By Chad Ingram
The Coalition of Haliburton Property Owners’ Associations is launching a program aimed at decreasing the population of Chinese mystery snails, an invasive species, in the county’s lakes.
County councillors heard a presentation about the program from CHA chairman Paul MacInnes during a May 12 online meeting.
As MacInnes explained, the snails have been in North America since 1892, when merchants began selling them in markets in San Francisco. They’ve since spread throughout North America, into all of the Great Lakes, and, during the past few years, into the lakes and rivers of Haliburton County.
“They’ve been spreading up through our county lakes for the last number of years, and one of the purposes of this project is to find out exactly where they are, but we know that they started in the southwest corner down in Moore Lake and they’re spreading through the Trent system, and we know they’re up as far as Haliburton Lake,” MacInnes said. “They breed ferociously and our lakes are an ideal environment for them.”
The snails are large and are most easily identifiable by a trap door they have on the bottom, Their tops are quite sharp, able to cut feet if stepped on, and they are found in shallow areas of lakes. “If they’re not collected up, you’ll see more and more of them,” MacInnes said.

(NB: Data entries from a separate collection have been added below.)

PR #534, opened 2023-11-30
Feat/level config optimization

shanefontaine:
DB refactor for optimized writes and more native usage of Level. Some notable changes:

* Remove our `mutex` from the DB since Level supposedly [handles this already in an optimized way](https://github.com/google/leveldb/blob/main/include/leveldb/options.h#L75-L83). Increased the Level-mutex size from default 4MB to 8MB.
* Use an [iterator instead](https://github.com/Level/abstract-level?tab=readme-ov-file#iterator--dbiteratoroptions) of read stream for times when entire DB is being acted upon. Introduce ability to pass in callback so that each item is acted on in-line instead of pushed to memory and acted on after.
* Migrations can now be run on any DB with just a config file. Migrations are persistent and only run once per bonder without the need to remove the migration logic after the bonder has updated.
* Removed the concept of `tilReady` from the DB. From the POV of the DB, it should not care whether or not it is ready. For example, the migrations should be able to read/write freely without readiness checks. Expose an `isReady()` function that the consumer can call. I believe this is the expected way to handle this to avoid adding `tilReady()` to the beginning of every db method.
  * Introduced `isDbSetReady()` that is called by the watchers & is used to wait to begin polling.
* (Mostly) Consistently use the terminology:
  * `item`: a single key and value pair
  * `key`: key of an item
  * `value`: value of an item
  * `entry`: unused, since it is the same as `item` in this case (I believe)


packages/hop-node/src/db/SyncStateDb.ts
```diff
@@ -1,40 +1,24 @@
...
+  async update (key: string, value: State): Promise<void> {
+    await this.put(key, value)
   }
 
-  normalizeValue (key: string, value: State) {
-    if (value) {
-      value.key = key
+  async getByKey (key: string): Promise<State | null> {
+    const value: State | null = await this.get(key)
+    if (!value) {
```
miguelmota: I don't think this check and null return is necessary if `this.get(key)` already returns null for an item that is not found, but i could be wrong

packages/hop-node/src/db/TransferRootsDb.ts
```diff
@@ -133,84 +127,67 @@ export type ChallengeableTransferRoot = {
...
-  }
-
-  async insertItem (transferRoot: TransferRoot) {
-    const { transferRootId } = transferRoot
-    const logger = this.logger.create({ id: transferRootId })
+  async update (transferRootId: string, transferRoot: TransferRoot): Promise<void> {
     const key = this.getTimestampedKey(transferRoot)
     if (!key) {
+      // Can occur if an event has been missed
+      this.logger.debug(`key not found for transferRootId: ${transferRootId}`)
```
miguelmota: minor suggestion: mention comment in log

packages/hop-node/src/cli/dbDump.ts
```diff
@@ -128,8 +129,6 @@ async function main (source: any) {
         toUnix: toDate
       })
     }
-  } else if (dbName === 'sync-state') {
-    items = await db.syncState.getItems()
```
miguelmota, line 132: curious, what would be the recommended way to dump syncState and gasCost items if needed for debugging?

packages/hop-node/src/db/BaseDb.ts
```diff
@@ -92,351 +111,297 @@ class BaseDb extends EventEmitter {
...
+      this.logger.info('db ready')
+    }
+  }
+
+  async #init (migrations: Migration[]): Promise<void> {
+    const databaseMigrator = new DatabaseMigrator<T>(this)
+    const metadata = await this.#getMetadata()
+    const migrationIndex = metadata?._migrationIndex ?? 0
+    this.isMigrating = true
+    databaseMigrator.migrate(migrations, migrationIndex)
```
miguelmota: no strong opinion; I think it might be cleaner to instantiate the DatabaseMigrator with the list of migrations

```ts
new DatabaseMigrator<T>({ db: this, migrations })
```

and then only call migrate with index, ie `databaseMigrator.migrate(migrationIndex)`

packages/hop-node/src/watchers/classes/Bridge.ts
```diff
@@ -611,24 +611,27 @@ export default class Bridge extends ContractBase {
...
-        //   for some time, and then turn it back on again.
-        const finalizedStateKey = syncCacheKey.replace(customSyncKeySuffix, '')
-        const finalizedState = await this.db.syncState.getByKey(finalizedStateKey)
-
-        const doesCustomSyncDbExist = !!state?.latestBlockSynced
-        const isCustomSyncDataStale = state?.latestBlockSynced < finalizedState.latestBlockSynced
-        if (!doesCustomSyncDbExist || isCustomSyncDataStale) {
-          state = finalizedState
-          state.key = syncCacheKey
+      state = (await this.db.syncState.getByKey(syncCacheKey)) ?? undefined
```
miguelmota: curious, why is the `?? undefined` needed here?

packages/hop-node/src/db/BaseDb.ts
```diff
@@ -92,351 +111,297 @@ class BaseDb extends EventEmitter {
...
-    if (this.listeners(Event.Error).length > 0) {
-      this.emit(Event.Error, err)
+  #logDbOperation (operation: string, logOptions: LogOptions): void {
+    const { key, value, logMsg, batchOperations } = logOptions
+
+    let log = `DB Operation: ${operation}`
+
+    // Warn the consumer that the DB is not yet ready
+    if (!this.ready && !this.isMigrating) {
+      log += ', DB is not ready and this operation may cause unexpected results'
```
miguelmota: suggestion: instead of concatenating with `+=`,  a cleaner way would be to push to an array and then join the array, ie `this.logger.debug(log.join(','))`

packages/hop-node/src/db/db.ts
```diff
@@ -28,33 +27,36 @@ export function getDbSet (tokenSymbol: string): DbSet {
...
+    transfers: dbSets.transfersDb[tokenSymbol],
+    transferRoots: dbSets.transferRootsDb[tokenSymbol],
+    gasCost: dbSets.gasCostDb[tokenSymbol]
+  }
+}
+
+export function isDbSetReady (tokenSymbol: string): boolean {
+  for (const dbSet of Object.values(dbSets)) {
+    const db = dbSet[tokenSymbol]
+    if (!db.isReady()) {
```
miguelmota, line 55: suggestion: do `return db.isReady()` here since it's a boolean

packages/hop-node/src/db/TransferRootsDb.ts
```diff
@@ -292,94 +266,76 @@ class TransferRootsDb extends BaseDb {
...
-
-  private readonly filterTimestampedKeyValues = (x: any) => {
-    return x?.value?.transferRootId
-  }
-
-  private readonly sortItems = (a: any, b: any) => {
-    return a?.committedAt - b?.committedAt
+  async getByTransferRootId (transferRootId: string): Promise<TransferRoot | null> {
+    const item = await this.get(transferRootId)
+    if (!item) {
```
miguelmota: same comment here about removing the conditional here if `.get()` already returns null when not found

packages/hop-node/src/watchers/RelayWatcher.ts
```diff
@@ -199,6 +198,8 @@ class RelayWatcher extends BaseWatcher {
       logger.info(msg)
       this.notifier.info(msg)
     } catch (err: any) {
+      logger.debug('sendTransferRelayErr err:', err.message)
```
miguelmota: suggestion: log error object to see full error

```ts
logger.debug('sendTransferRelayErr err:', err)
```

packages/hop-node/src/db/TransfersDb.ts
```diff
@@ -612,6 +482,90 @@ class TransfersDb extends BaseDb {
...
+          // onchain transfer sent index always starts at 1
+          if (transfer?.transferSentIndex === 1) {
+            return transferIds
+          }
+        }
+      }
+    }
+  }
+
+  protected normalizeTransferItem (item: Transfer): Transfer {
```
miguelmota: suggestion: rename to `normalizeTransferValue` to be consistent with `normalizeDbValue` (or vice versa) since they both normalize values returned by `this.get(...)`, but i could be misunderstanding the naming convention

packages/hop-node/src/db/GasCostDb.ts
```diff
@@ -25,92 +24,115 @@ type GasCost = BaseItem & {
...
-    const items: GasCost[] = (await this.getItems(filter)).filter((item: GasCost) => {
-      return (
-        item.chain === chain &&
-        item.token === token &&
-        item.transactionType === transactionType &&
-        item.timestamp
+
+    const isRelevantItem = (key: string, value: GasCost): GasCost | null => {
+      const isRelevant = (
+        !!(value.chain === chain) &&
```
miguelmota: seems redundant to coerce to a boolean when the equality check is already a boolean

packages/hop-node/src/db/TransferRootsDb.ts
```diff
@@ -220,49 +197,47 @@ class SubDbIncompletes extends BaseDb {
...
+    // this method to conform with the interface
+    await this.insertIfNotExists(transferRootId, { transferRootId: transferRoot.transferRootId })
   }
 
-  async getByTransferRootHash (transferRootHash: string) {
-    const item = await this.getById(transferRootHash)
-    return item?.transferRootId
+  async getTransferRootId (transferRootHash: string): Promise<string | null> {
+    const item = await this.get(transferRootHash)
+    if (!item?.transferRootId) {
```
miguelmota, line 232: same comment here about removing the conditional here if .get() already returns null when not found

packages/hop-node/src/db/BaseDb.ts
```diff
@@ -92,351 +111,297 @@ class BaseDb extends EventEmitter {
...
-      this.batchQueue = []
-      this.lastBatchUpdatedAt = Date.now()
-      this.logger.debug(`attempting batch write, items: ${ops?.length} `)
-      await this.putBatch(ops)
+  /**
+   * Custom DB Operations - All items
+   */
+
+  protected async upsertAll (filters?: DbItemsFilter<T>): Promise<void> {
+    if (filters?.cbFilterGet) {
```
miguelmota: would having a specific `DbUpsertAllFilter` type be better here? so that `cbFilterGet` and `cbFilterPut` aren't shown as an option, and can be passed as `this.#processItems(filters as DbItemsFilter)` if it makes sense

packages/hop-node/src/db/BaseDb.ts
```diff
@@ -92,351 +111,297 @@ class BaseDb extends EventEmitter {
...
-  protected async _getUpdateData (key: string, data: any) {
-    const entry = await this.getById(key, {
-      _createdAt: Date.now()
-    })
-    const value = Object.assign({}, entry, data)
-    return { key, value }
-  }
+  protected async getKeys (filters?: DbItemsFilter<T>): Promise<string[]> {
+    if (filters?.cbFilterPut) {
+      throw new Error('cbFilterPut cannot be used with getKeys')
```
miguelmota: same comment as above about using specific type for filter param

packages/hop-node/src/db/BaseDb.ts
```diff
@@ -92,351 +111,297 @@ class BaseDb extends EventEmitter {
...
   }
 
-  async _updateSingle (key: string, data: any) {
-    return this.mutex.runExclusive(async () => {
-      const { value } = await this._getUpdateData(key, data)
-      return this.db.put(key, value)
-    })
+  protected async getValues (filters?: DbItemsFilter<T>): Promise<T[]> {
+    if (filters?.cbFilterPut) {
+      throw new Error('cbFilterPut cannot be used with getValues')
```
miguelmota: same comment as above about using specific type for filter param

packages/hop-node/src/db/BaseDb.ts
```diff
@@ -92,351 +111,297 @@ class BaseDb extends EventEmitter {
...
-      const groups = groupBy(ops, 'key')
-      const keys = Object.keys(groups)
-      const groupedOps = Object.values(groups).map((items: any[], i) => {
-        const value = spread(merge)(items.map(this.getValue))
-        return {
-          type: 'put',
-          key: keys[i],
-          value
+        // Handle put filter, if exists
+        if (filters?.cbFilterPut) {
```
miguelmota, line 278: minor suggestion: do function type check `if (typeof filters?.cbFilterPut === 'function') {`

miguelmota (approved):

packages/hop-node/src/db/TransfersDb.ts
shanefontaine: That is correct understanding. Updated.

packages/hop-node/src/db/TransferRootsDb.ts
shanefontaine: leaving this one since the conditional is checking for the existence of `transferRootId` on the item.

packages/hop-node/src/db/BaseDb.ts
shanefontaine: Isn't this enforced by the type?

`export type CbFilterPut<T> = (key: string, value: T) => Promise<void>`

packages/hop-node/src/db/db.ts
shanefontaine: that would return the first db status instead of iterating over all dbs in the set and returning `true` only if all are ready

packages/hop-node/src/cli/dbDump.ts
shanefontaine: I had removed it when I was under the impression that a dump required all data in memory, which is not true. I will add it back in now that iterator is implemented and better understood.

In general, my new mental model of key-value DBs is that reads/writes of the entire DB should be very rare and very explicit since, in a perfect world, everything is "indexed" in separate DBs/SubDBs (overkill for now). Migrations, dbDump CLI, and a few others make sense, but arbitrary get alls are very resource intensive if not considered carefully. IMO we are good to go and nothing else is needed, but just wanted to call it out as a reason why `getAll...` is relatively tightly scoped.

packages/hop-node/src/db/BaseDb.ts
shanefontaine: I like it & the object input.

packages/hop-node/src/watchers/classes/Bridge.ts
shanefontaine: Too lazy to change 2 lines of code :)

Updated.

packages/hop-node/src/db/BaseDb.ts
shanefontaine: Yea I think that is a good call. Added.

packages/hop-node/src/db/db.ts
miguelmota: you're right, i missed seeing the for loop

packages/hop-node/src/db/BaseDb.ts
miguelmota: it's enforced by type checker but not in runtime. Good to leave as is

packages/hop-node/src/db/TransferRootsDb.ts
miguelmota: sorry missed that, seems good

packages/hop-node/src/cli/dbDump.ts
miguelmota: understood :+1:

However, that collection process is more complicated than just pulling snails out of the water.
“As we started talking to the regulatory authorities, they said, well, you need a licence to collect these,” MacInnes explained, adding there were legal reasons behind this requirement. “They are considered fish under the Fisheries Act, even though they’re an invasive species.”
He added they can also carry bacteria that can be harmful to humans if one doesn’t know how to properly handle them. Unregulated collection can also lead to further spread, say, if someone was collecting snails from the water, placing them on a dock, and then one was to be picked up by a seagull, and carried to another lake.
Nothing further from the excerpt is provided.